## Saved entries
########################################

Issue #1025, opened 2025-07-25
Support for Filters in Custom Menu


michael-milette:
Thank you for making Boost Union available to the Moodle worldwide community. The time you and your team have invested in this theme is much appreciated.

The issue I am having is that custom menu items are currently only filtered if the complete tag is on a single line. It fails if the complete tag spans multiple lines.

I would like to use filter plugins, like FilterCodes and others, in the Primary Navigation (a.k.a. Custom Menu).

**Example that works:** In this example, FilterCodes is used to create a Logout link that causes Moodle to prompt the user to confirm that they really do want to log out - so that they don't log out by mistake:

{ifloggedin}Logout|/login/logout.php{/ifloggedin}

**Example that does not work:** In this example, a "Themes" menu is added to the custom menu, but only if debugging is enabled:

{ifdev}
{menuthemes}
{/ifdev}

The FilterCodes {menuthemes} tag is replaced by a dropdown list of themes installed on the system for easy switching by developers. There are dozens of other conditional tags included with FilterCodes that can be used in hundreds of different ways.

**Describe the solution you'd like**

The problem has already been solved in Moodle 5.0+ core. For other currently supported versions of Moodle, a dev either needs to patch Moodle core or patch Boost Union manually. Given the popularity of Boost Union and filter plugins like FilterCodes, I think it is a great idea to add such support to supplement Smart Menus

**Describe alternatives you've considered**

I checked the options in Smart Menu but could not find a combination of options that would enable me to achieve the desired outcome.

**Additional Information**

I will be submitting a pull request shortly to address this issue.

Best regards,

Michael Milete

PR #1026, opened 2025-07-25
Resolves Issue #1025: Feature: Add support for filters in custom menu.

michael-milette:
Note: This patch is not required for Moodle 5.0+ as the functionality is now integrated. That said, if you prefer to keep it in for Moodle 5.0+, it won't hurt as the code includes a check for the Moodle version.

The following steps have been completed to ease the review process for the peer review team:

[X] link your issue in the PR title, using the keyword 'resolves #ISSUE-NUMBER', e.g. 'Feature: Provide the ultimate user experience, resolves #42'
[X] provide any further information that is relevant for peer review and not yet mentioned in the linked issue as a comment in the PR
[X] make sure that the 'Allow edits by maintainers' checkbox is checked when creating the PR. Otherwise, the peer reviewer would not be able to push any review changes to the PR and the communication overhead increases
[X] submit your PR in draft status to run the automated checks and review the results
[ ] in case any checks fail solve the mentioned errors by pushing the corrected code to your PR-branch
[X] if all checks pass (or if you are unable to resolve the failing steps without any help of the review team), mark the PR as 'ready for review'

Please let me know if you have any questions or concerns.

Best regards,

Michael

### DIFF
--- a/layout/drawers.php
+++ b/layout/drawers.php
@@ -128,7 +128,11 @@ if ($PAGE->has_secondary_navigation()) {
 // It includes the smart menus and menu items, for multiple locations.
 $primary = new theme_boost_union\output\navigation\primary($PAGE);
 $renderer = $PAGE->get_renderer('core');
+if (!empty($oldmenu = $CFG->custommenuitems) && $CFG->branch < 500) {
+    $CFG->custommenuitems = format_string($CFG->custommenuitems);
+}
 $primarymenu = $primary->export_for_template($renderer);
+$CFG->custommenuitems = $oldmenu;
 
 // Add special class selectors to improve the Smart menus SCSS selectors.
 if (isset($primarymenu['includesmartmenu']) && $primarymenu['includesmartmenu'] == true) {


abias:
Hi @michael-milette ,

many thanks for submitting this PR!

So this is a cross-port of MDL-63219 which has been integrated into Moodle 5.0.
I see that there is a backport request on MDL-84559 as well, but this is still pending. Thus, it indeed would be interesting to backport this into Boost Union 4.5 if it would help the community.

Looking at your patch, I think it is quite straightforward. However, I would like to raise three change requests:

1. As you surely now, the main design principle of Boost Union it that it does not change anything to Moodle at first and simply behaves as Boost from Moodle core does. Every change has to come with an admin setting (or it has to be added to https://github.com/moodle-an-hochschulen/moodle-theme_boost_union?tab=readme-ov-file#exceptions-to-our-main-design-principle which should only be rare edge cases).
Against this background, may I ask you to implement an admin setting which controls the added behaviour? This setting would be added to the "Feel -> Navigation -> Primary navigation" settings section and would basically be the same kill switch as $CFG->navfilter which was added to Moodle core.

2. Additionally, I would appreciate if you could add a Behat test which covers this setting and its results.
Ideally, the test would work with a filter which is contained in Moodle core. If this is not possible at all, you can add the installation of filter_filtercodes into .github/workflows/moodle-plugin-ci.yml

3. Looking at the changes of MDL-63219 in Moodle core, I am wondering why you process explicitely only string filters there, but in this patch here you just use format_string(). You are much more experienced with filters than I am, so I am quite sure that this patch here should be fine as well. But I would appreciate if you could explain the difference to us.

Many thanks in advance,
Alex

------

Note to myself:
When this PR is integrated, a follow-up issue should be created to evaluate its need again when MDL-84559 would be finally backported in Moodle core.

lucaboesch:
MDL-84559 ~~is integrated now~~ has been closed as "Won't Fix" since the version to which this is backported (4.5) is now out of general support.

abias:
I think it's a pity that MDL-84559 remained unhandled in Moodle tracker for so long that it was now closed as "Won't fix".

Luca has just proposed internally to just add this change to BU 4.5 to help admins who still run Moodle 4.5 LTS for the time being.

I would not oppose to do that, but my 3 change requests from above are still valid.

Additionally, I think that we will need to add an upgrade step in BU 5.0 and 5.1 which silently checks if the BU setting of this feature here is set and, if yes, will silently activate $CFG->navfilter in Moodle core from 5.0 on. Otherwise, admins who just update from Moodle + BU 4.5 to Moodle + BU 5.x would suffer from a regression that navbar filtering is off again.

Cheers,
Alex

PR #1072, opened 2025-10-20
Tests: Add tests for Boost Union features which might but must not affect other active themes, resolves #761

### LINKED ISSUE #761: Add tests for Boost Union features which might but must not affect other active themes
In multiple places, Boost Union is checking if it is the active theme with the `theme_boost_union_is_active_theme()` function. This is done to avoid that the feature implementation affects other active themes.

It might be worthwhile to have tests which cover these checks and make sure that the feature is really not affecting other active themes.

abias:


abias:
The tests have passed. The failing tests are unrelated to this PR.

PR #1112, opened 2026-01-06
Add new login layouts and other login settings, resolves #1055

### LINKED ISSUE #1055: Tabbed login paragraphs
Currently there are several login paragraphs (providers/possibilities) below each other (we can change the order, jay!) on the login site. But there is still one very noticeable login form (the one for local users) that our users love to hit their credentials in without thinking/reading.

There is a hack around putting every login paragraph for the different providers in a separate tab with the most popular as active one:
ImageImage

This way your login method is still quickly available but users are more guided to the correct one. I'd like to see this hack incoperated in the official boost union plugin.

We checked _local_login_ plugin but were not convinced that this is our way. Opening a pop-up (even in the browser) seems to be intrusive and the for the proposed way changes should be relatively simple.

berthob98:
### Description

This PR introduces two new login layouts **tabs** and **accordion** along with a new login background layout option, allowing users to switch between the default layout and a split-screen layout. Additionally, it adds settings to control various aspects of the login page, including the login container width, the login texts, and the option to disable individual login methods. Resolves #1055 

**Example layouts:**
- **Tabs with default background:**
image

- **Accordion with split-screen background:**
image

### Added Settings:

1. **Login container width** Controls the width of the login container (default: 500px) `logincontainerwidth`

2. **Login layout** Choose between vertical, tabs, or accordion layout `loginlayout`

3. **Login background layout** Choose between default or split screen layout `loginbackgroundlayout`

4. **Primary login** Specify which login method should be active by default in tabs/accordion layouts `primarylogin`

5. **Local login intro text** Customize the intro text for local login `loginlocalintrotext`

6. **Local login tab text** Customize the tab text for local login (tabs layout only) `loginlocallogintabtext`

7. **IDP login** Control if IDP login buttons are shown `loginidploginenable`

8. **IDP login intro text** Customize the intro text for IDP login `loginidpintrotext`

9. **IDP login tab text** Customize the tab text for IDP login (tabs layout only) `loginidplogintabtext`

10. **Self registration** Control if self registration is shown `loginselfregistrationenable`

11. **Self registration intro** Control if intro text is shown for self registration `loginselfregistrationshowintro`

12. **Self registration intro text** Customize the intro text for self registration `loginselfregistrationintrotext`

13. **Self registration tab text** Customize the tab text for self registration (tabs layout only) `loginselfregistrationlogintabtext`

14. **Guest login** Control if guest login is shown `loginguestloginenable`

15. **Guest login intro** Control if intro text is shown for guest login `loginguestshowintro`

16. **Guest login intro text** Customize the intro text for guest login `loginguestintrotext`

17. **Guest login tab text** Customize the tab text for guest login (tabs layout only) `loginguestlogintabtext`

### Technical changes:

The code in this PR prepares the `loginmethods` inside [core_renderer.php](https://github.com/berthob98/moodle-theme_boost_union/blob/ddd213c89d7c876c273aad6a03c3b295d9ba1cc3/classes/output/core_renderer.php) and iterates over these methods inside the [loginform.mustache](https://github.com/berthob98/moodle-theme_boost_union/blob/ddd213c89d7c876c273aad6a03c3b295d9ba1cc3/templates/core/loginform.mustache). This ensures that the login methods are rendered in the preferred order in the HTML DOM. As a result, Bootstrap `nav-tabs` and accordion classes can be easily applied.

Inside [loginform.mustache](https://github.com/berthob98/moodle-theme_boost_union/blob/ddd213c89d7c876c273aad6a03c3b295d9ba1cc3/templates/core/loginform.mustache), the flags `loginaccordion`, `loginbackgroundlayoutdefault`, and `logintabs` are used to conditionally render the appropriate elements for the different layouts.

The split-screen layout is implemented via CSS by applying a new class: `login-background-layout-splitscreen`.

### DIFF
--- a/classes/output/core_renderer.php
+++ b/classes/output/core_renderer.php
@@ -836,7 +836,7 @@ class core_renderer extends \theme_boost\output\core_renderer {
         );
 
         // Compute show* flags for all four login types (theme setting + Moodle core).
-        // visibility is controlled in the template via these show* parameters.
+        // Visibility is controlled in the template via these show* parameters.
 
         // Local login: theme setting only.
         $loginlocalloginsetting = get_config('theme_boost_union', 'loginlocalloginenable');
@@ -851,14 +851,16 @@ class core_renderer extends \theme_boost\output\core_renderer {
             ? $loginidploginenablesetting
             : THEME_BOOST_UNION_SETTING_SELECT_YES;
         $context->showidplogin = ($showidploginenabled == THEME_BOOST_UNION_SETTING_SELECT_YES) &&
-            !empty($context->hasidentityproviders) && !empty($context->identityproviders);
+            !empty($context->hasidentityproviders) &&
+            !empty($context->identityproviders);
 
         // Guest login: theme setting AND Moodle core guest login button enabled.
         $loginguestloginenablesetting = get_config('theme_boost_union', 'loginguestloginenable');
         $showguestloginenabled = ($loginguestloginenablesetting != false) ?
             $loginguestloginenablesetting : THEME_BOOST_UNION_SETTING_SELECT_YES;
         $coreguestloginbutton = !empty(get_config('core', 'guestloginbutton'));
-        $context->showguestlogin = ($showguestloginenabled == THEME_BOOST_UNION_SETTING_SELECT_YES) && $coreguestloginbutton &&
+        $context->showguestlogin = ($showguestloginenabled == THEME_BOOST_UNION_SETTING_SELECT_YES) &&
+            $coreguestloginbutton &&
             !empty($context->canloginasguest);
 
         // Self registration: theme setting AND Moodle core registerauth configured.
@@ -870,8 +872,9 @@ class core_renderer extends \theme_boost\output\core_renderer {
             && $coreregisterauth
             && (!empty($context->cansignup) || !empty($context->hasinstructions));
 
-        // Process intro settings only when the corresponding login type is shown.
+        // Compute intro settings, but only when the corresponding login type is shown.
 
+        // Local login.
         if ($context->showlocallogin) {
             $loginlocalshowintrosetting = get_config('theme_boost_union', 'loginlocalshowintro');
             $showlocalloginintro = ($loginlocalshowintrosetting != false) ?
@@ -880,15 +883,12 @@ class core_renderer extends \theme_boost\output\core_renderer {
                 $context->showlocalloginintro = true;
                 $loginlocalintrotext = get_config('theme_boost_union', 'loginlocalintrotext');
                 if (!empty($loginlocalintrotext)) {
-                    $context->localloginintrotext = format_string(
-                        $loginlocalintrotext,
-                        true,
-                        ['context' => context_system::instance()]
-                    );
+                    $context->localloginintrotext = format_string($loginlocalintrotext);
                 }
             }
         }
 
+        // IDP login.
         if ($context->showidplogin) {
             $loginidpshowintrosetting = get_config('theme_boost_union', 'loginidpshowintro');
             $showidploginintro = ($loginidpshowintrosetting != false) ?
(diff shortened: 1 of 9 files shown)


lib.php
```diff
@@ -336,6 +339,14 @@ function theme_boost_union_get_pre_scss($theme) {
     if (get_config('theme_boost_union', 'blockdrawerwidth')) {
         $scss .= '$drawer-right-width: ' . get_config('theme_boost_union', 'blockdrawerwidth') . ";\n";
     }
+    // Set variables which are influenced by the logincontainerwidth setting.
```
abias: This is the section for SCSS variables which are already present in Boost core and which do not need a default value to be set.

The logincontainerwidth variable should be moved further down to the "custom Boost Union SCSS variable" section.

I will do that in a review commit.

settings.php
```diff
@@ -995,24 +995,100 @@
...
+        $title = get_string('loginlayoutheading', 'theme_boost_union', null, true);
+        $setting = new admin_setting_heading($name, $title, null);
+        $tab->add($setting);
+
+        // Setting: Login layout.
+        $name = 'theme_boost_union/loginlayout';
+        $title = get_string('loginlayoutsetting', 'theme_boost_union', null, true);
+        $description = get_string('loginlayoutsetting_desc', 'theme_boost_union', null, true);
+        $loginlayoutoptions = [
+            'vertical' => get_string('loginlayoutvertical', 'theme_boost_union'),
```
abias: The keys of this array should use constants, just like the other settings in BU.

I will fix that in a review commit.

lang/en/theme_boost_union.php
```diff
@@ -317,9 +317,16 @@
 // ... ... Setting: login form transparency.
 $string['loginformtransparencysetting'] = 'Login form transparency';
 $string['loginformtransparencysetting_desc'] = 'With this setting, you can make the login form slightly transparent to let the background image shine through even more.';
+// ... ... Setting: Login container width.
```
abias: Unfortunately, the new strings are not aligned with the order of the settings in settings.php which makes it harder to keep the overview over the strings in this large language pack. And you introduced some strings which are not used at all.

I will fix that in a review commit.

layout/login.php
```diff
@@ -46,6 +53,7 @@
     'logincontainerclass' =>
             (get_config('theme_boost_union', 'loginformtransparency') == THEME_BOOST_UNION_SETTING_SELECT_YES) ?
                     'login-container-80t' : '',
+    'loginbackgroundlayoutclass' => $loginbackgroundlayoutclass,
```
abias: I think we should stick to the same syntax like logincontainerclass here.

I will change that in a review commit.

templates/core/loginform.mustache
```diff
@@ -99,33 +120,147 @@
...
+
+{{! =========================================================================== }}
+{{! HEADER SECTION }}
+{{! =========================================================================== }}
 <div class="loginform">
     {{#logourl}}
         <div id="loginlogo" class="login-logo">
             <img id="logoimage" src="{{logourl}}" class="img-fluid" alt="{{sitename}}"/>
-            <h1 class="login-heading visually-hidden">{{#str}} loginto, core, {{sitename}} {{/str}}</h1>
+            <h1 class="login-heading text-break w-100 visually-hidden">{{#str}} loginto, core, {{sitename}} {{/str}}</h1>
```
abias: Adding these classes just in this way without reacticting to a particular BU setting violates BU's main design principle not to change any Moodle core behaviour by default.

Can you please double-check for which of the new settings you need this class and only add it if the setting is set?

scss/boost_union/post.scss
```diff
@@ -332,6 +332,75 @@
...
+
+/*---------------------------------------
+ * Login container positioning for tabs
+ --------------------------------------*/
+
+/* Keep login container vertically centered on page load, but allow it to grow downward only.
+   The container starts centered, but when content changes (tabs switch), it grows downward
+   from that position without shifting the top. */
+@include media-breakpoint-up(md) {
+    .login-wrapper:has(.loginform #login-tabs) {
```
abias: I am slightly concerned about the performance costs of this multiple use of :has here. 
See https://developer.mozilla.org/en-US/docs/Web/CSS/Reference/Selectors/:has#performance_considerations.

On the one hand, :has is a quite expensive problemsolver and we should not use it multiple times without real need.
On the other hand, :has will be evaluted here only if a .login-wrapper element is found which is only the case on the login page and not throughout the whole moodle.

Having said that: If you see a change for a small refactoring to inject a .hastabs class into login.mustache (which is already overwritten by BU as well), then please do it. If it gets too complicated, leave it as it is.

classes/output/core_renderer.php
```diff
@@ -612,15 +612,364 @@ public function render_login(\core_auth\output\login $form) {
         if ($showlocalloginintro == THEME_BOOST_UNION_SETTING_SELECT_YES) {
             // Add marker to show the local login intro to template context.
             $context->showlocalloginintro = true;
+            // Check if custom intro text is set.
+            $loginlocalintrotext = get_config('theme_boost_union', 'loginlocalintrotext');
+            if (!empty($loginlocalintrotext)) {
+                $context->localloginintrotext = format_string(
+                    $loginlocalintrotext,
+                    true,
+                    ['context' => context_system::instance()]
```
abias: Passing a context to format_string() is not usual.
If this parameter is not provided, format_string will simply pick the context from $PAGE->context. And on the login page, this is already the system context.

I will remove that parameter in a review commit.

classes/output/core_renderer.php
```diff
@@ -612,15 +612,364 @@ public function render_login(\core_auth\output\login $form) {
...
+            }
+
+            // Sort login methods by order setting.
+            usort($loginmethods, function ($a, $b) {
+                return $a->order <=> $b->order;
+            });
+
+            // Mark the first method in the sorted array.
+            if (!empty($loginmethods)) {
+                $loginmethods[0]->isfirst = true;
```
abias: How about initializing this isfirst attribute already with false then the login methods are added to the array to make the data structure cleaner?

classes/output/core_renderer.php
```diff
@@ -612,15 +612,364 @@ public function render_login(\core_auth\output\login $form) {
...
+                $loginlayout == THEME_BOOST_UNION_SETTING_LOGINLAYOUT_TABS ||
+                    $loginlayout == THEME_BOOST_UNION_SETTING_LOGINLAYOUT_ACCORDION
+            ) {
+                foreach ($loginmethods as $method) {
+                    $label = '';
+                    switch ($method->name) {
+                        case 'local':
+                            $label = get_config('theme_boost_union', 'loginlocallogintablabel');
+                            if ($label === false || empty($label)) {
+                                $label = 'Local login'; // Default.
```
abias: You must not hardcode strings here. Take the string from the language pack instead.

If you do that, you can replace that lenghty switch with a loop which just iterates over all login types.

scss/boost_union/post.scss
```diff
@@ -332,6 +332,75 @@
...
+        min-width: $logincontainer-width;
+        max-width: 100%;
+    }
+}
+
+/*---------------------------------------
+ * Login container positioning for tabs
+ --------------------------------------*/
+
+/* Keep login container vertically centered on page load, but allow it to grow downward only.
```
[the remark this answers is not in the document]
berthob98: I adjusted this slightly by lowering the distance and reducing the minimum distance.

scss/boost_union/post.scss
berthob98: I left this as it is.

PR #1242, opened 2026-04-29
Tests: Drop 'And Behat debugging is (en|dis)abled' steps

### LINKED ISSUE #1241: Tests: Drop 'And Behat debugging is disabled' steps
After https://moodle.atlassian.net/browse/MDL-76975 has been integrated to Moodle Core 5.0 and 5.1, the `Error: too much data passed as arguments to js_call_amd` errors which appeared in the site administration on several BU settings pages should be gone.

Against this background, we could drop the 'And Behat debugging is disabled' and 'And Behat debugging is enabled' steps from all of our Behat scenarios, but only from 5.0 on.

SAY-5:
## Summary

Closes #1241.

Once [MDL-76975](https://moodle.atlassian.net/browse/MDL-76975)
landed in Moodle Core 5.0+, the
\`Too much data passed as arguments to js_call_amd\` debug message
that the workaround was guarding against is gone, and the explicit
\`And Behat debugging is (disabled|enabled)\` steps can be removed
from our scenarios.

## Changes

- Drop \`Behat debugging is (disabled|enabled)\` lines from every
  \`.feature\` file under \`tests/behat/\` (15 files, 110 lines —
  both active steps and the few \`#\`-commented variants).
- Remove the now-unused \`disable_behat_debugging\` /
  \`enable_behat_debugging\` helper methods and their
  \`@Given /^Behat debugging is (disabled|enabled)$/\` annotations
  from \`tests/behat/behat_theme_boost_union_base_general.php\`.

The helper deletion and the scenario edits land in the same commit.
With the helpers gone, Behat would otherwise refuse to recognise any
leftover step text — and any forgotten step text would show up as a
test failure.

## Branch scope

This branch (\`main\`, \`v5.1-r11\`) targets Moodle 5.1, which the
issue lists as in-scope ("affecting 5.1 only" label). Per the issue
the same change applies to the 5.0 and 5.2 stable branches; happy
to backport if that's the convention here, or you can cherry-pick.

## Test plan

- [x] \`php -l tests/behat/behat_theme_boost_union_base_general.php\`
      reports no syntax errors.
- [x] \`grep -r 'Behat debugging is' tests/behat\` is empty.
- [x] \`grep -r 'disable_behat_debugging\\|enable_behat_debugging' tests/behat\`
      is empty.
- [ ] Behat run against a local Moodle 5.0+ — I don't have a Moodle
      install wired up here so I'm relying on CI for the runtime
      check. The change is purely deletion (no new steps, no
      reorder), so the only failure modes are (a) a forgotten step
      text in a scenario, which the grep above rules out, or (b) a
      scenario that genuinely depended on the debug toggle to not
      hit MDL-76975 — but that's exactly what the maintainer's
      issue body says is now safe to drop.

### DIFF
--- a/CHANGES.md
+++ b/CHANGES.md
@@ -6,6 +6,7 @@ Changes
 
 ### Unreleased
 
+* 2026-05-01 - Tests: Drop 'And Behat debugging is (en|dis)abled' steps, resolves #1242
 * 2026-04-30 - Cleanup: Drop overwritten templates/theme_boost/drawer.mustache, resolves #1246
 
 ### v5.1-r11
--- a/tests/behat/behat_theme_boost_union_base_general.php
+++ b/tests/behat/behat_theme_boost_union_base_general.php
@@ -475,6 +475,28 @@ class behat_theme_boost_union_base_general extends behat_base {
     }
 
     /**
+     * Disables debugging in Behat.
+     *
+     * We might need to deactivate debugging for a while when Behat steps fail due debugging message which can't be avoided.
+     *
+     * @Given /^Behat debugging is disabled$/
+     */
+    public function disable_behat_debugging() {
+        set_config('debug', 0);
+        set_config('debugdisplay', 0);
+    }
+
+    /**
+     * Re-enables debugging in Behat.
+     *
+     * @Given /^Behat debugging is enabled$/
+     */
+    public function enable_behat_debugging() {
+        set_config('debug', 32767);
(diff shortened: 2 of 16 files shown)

########################################

## WHAT IS BEING ASKED
What is needed is an exact copy of the lines above, from the one containing "Michael Milete" through the one containing "Note: This patch", with nothing added.

## SOLVED EXERCISE
Michael Milete

PR #1026, opened 2025-07-25
Resolves Issue #1025: Feature: Add support for filters in custom menu.

michael-milette:
Note: This patch is not required for Moodle 5.0+ as the functionality is now integrated. That said, if you prefer to keep it in for Moodle 5.0+, it won't hurt as the code includes a check for the Moodle version.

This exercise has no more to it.